PR #606, opened 2024-06-11
fix(api): Migrations

gphorvath:
* Moves vector stores migrations into `packages/api/migrations`
* Moves `supabase` into `src/leapfrogai_api/supabase` since it's only for the API
* Adds a symbolic link between `packages/api/migrations` and `src/leapfrogai_api/supabase/migrations`


YrrepNoj (approved):
I don't love the idea of introducing a symlink, but I understand the motivation and reasoning behind doing it.

I'll approve this for now but I will be brainstorming other ways we can do this for the near future.

jalling97 (approved):

PR #629, opened 2024-06-14
573 api integration

### LINKED ISSUE #573: chore(ui): Integrate UI with new LF API
Swap the env vars for the frontend to connect to the new LF API. 

Ensure auth is integrated with the user's session token.

andrewrisse:
closes #573 

Integrates with new LF API and still works with OpenAI.


src/leapfrogai_ui/src/lib/components/AssistantForm.svelte
```diff
@@ -78,7 +78,7 @@
   });
 
   $: if (data.files) {
-    const fileRows: FileRow[] = data.files.map((file) => ({
+    const fileRows: FileRow[] = data.files?.map((file) => ({
```
YrrepNoj, line 81: Ignorant question;

My understanding of the `?` operator is that it does a 'null/undefined' check against `data.files` before running the mapping function. Is that correct? And if that is correct, isn't that handled by the above `if (data.files)` statement?

src/leapfrogai_ui/src/routes/api/chat/+server.ts
```diff
@@ -28,11 +23,10 @@ export async function POST({ request, locals: { safeGetSession } }) {
   } catch {
     error(400, 'Bad Request');
   }
-
-  // Add the default system prompt to the beginning of the messages
-  if (messages[0].content !== env.DEFAULT_SYSTEM_PROMPT) {
-    messages.unshift({ content: env.DEFAULT_SYSTEM_PROMPT!, role: 'system' });
-  }
+  const openai = createOpenAI({
```
YrrepNoj, line 26: I've noticed other sections of this PR use `src/lib/server/constants.ts -> getOpenAiClient()`. Does it make sense to use that helper here instead?

YrrepNoj (dismissed):

src/leapfrogai_ui/src/lib/components/AssistantForm.svelte
andrewrisse: it sure does, removing

src/leapfrogai_ui/src/routes/api/chat/+server.ts
andrewrisse: this is a special case where the vercel ai sdk expects a different version of the openai client so we create it with their helper (for streaming). I will add a comment

YrrepNoj (approved):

========================

Task requirements: Your task is to transcribe the listing above in full, exactly as given.

Solved exercise:
PR #606, opened 2024-06-11
fix(api): Migrations

gphorvath:
* Moves vector stores migrations into `packages/api/migrations`
* Moves `supabase` into `src/leapfrogai_api/supabase` since it's only for the API
* Adds a symbolic link between `packages/api/migrations` and `src/leapfrogai_api/supabase/migrations`


YrrepNoj (approved):
I don't love the idea of introducing a symlink, but I understand the motivation and reasoning behind doing it.

I'll approve this for now but I will be brainstorming other ways we can do this for the near future.

jalling97 (approved):

PR #629, opened 2024-06-14
573 api integration

### LINKED ISSUE #573: chore(ui): Integrate UI with new LF API
Swap the env vars for the frontend to connect to the new LF API. 

Ensure auth is integrated with the user's session token.

andrewrisse:
closes #573 

Integrates with new LF API and still works with OpenAI.


src/leapfrogai_ui/src/lib/components/AssistantForm.svelte
```diff
@@ -78,7 +78,7 @@
   });
 
   $: if (data.files) {
-    const fileRows: FileRow[] = data.files.map((file) => ({
+    const fileRows: FileRow[] = data.files?.map((file) => ({
```
YrrepNoj, line 81: Ignorant question;

My understanding of the `?` operator is that it does a 'null/undefined' check against `data.files` before running the mapping function. Is that correct? And if that is correct, isn't that handled by the above `if (data.files)` statement?

src/leapfrogai_ui/src/routes/api/chat/+server.ts
```diff
@@ -28,11 +23,10 @@ export async function POST({ request, locals: { safeGetSession } }) {
   } catch {
     error(400, 'Bad Request');
   }
-
-  // Add the default system prompt to the beginning of the messages
-  if (messages[0].content !== env.DEFAULT_SYSTEM_PROMPT) {
-    messages.unshift({ content: env.DEFAULT_SYSTEM_PROMPT!, role: 'system' });
-  }
+  const openai = createOpenAI({
```
YrrepNoj, line 26: I've noticed other sections of this PR use `src/lib/server/constants.ts -> getOpenAiClient()`. Does it make sense to use that helper here instead?

YrrepNoj (dismissed):

src/leapfrogai_ui/src/lib/components/AssistantForm.svelte
andrewrisse: it sure does, removing

src/leapfrogai_ui/src/routes/api/chat/+server.ts
andrewrisse: this is a special case where the vercel ai sdk expects a different version of the openai client so we create it with their helper (for streaming). I will add a comment

YrrepNoj (approved):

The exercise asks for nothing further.